◆ PROBLEM STATEMENT
Copy each line of the records that holds the string "about".

Data records:
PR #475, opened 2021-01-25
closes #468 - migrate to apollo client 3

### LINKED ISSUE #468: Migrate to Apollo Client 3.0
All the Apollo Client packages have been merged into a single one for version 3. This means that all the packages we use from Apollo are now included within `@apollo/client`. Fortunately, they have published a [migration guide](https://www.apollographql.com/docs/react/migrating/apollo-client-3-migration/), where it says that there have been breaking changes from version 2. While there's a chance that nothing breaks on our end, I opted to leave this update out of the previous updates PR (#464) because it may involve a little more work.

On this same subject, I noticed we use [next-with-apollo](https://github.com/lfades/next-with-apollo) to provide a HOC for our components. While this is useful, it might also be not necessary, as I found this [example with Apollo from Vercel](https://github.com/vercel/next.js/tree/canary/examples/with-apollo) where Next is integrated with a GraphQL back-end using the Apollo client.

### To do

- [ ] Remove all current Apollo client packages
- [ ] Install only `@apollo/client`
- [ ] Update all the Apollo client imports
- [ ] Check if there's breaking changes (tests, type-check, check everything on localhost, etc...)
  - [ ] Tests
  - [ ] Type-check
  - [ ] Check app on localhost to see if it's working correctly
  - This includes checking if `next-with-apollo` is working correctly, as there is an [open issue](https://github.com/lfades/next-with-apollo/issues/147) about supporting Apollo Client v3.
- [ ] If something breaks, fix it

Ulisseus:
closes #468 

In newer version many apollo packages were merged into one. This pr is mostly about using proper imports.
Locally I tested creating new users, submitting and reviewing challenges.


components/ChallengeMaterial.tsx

◆ RESULT FOR THIS TASK
  - This includes checking if `next-with-apollo` is working correctly, as there is an [open issue](https://github.com/lfades/next-with-apollo/issues/147) about supporting Apollo Client v3.
In newer version many apollo packages were merged into one. This pr is mostly about using proper imports.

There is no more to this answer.